Raw data below:

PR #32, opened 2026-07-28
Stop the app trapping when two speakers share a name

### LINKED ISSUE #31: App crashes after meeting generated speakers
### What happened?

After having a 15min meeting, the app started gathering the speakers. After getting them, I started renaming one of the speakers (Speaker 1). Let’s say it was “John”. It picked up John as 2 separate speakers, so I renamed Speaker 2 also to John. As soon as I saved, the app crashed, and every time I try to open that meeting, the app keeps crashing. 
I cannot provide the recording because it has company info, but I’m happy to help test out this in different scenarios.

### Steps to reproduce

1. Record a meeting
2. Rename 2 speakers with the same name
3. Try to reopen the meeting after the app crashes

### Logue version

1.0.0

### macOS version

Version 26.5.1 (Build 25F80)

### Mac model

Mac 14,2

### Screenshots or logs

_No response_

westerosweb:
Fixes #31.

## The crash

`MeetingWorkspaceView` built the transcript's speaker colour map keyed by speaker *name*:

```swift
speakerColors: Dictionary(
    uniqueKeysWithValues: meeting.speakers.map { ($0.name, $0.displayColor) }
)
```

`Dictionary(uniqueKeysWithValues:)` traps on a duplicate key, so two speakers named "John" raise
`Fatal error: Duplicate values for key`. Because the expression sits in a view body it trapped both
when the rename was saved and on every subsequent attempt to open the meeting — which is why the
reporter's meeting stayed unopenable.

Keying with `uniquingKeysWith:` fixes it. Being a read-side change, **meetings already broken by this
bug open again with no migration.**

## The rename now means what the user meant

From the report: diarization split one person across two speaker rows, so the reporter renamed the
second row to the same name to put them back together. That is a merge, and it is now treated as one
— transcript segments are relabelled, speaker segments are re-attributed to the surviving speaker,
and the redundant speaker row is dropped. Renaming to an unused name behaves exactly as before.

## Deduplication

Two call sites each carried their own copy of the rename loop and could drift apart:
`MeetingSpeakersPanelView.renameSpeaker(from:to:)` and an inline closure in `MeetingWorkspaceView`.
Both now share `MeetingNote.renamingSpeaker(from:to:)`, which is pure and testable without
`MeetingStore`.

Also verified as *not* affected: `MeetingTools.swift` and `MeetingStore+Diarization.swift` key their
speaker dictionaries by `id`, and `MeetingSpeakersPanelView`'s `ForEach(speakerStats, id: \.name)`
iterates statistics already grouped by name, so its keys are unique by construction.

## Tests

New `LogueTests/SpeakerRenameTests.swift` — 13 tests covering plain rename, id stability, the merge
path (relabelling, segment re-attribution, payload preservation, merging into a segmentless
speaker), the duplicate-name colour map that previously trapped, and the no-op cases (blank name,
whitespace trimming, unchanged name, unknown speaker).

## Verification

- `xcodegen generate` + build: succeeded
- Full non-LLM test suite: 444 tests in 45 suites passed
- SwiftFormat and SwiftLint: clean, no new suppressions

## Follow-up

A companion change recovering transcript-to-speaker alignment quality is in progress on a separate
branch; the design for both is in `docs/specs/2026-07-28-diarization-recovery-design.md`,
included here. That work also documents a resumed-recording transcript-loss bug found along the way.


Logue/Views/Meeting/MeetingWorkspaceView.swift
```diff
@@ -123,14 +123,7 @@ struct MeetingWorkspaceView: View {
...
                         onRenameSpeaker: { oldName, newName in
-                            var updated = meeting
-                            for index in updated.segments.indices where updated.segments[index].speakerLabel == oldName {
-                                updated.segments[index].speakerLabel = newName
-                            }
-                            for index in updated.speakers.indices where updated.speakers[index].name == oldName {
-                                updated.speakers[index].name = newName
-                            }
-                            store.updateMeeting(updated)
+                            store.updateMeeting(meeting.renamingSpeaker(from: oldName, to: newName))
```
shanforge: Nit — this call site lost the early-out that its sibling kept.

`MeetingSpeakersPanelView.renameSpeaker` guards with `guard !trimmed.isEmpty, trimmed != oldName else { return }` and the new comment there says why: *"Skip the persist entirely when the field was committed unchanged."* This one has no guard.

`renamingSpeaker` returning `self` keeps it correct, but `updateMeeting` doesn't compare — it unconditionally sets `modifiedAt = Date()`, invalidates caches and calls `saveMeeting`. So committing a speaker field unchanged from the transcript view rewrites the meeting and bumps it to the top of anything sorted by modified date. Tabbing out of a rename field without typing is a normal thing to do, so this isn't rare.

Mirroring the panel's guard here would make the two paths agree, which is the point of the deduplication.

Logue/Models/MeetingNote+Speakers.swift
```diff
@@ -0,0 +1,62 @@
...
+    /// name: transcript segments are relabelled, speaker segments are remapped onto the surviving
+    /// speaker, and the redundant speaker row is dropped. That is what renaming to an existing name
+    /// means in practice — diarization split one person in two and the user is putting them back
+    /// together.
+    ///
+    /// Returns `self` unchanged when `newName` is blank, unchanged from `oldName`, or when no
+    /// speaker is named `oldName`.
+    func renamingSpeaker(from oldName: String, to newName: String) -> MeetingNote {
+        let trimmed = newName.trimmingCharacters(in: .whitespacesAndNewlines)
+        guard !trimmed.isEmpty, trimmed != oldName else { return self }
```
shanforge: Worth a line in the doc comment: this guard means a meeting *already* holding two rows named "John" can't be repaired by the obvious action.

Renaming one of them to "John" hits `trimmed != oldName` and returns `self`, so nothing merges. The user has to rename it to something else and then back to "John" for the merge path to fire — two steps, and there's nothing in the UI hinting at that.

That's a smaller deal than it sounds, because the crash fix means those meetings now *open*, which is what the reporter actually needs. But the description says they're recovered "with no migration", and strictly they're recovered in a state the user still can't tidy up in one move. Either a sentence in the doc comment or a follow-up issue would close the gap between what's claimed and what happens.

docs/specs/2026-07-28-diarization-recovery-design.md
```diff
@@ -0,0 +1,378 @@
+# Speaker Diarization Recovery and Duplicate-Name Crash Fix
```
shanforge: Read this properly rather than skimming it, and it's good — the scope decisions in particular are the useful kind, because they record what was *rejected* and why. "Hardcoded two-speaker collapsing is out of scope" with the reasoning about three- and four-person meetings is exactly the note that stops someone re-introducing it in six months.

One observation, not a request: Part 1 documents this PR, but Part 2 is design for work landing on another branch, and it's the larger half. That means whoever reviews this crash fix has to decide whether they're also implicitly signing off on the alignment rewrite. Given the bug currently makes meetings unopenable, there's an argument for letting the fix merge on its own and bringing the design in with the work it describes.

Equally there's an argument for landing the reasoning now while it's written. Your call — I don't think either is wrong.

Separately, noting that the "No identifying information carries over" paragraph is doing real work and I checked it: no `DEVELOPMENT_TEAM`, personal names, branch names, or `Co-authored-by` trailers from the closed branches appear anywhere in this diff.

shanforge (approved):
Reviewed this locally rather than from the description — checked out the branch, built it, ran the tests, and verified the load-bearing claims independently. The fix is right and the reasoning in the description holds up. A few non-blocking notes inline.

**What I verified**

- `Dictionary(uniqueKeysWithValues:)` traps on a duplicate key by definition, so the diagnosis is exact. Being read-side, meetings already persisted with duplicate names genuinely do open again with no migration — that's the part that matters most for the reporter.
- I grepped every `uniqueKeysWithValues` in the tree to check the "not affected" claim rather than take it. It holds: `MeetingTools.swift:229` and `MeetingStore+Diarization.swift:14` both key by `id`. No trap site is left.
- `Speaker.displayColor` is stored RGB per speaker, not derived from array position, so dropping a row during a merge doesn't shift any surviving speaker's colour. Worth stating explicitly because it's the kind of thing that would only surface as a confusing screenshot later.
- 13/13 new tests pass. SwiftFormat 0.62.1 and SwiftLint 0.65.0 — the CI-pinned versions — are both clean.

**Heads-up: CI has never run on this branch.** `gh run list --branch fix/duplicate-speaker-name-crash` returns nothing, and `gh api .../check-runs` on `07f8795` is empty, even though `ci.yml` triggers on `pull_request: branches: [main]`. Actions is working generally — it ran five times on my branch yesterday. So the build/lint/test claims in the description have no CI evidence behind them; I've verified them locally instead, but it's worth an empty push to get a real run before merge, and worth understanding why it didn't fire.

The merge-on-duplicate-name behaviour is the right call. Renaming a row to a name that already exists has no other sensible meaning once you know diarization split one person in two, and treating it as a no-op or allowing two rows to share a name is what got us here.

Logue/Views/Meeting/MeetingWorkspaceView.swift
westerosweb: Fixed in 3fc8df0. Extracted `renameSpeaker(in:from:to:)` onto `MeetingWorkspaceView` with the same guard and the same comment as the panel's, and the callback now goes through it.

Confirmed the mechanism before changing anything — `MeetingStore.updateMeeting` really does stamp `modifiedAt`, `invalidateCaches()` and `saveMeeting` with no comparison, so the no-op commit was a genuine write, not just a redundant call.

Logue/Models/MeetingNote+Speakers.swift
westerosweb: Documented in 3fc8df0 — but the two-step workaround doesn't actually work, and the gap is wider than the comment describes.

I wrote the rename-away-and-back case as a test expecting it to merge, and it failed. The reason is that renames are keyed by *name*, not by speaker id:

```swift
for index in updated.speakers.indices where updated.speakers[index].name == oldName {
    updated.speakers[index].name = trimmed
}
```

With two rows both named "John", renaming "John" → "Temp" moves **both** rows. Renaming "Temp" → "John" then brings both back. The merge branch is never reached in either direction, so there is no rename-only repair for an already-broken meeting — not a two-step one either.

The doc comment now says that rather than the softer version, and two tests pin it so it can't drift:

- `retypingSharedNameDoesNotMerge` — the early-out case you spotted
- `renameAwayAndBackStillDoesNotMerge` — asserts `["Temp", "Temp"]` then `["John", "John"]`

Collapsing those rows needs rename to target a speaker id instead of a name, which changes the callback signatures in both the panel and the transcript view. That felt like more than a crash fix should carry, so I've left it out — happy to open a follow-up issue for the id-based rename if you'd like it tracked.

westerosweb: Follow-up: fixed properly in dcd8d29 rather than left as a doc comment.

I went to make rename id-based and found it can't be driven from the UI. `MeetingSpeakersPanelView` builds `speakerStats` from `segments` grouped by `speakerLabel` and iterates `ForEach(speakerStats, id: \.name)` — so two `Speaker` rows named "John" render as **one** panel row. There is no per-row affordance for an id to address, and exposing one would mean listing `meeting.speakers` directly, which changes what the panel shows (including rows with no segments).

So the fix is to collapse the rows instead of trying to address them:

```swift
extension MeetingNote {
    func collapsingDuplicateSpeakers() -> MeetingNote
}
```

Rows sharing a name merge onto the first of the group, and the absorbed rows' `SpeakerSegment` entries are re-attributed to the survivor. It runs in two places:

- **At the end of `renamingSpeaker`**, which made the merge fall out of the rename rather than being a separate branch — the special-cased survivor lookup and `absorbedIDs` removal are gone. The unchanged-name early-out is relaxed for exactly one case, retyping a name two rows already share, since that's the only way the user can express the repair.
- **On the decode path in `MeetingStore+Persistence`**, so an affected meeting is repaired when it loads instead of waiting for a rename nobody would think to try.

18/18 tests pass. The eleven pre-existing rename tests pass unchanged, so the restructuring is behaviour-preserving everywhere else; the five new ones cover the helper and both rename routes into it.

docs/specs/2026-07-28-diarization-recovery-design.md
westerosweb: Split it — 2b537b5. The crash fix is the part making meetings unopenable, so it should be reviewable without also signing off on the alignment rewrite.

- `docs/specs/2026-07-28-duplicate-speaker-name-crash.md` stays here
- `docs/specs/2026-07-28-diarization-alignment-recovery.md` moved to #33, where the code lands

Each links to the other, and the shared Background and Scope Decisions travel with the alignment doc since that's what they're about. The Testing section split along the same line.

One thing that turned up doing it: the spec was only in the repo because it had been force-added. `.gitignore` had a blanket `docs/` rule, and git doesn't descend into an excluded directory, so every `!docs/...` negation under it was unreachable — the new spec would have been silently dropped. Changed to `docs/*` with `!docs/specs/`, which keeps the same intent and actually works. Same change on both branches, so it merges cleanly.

End of Raw data.

## Requirement
Send back an exact copy of only the lines from the line with "shanforge: Nit —" up to and including the line with "shanforge: Worth a" in the data above.

## Written answer
shanforge: Nit — this call site lost the early-out that its sibling kept.

`MeetingSpeakersPanelView.renameSpeaker` guards with `guard !trimmed.isEmpty, trimmed != oldName else { return }` and the new comment there says why: *"Skip the persist entirely when the field was committed unchanged."* This one has no guard.

`renamingSpeaker` returning `self` keeps it correct, but `updateMeeting` doesn't compare — it unconditionally sets `modifiedAt = Date()`, invalidates caches and calls `saveMeeting`. So committing a speaker field unchanged from the transcript view rewrites the meeting and bumps it to the top of anything sorted by modified date. Tabbing out of a rename field without typing is a normal thing to do, so this isn't rare.

Mirroring the panel's guard here would make the two paths agree, which is the point of the deduplication.

Logue/Models/MeetingNote+Speakers.swift
```diff
@@ -0,0 +1,62 @@
...
+    /// name: transcript segments are relabelled, speaker segments are remapped onto the surviving
+    /// speaker, and the redundant speaker row is dropped. That is what renaming to an existing name
+    /// means in practice — diarization split one person in two and the user is putting them back
+    /// together.
+    ///
+    /// Returns `self` unchanged when `newName` is blank, unchanged from `oldName`, or when no
+    /// speaker is named `oldName`.
+    func renamingSpeaker(from oldName: String, to newName: String) -> MeetingNote {
+        let trimmed = newName.trimmingCharacters(in: .whitespacesAndNewlines)
+        guard !trimmed.isEmpty, trimmed != oldName else { return self }
```
shanforge: Worth a line in the doc comment: this guard means a meeting *already* holding two rows named "John" can't be repaired by the obvious action.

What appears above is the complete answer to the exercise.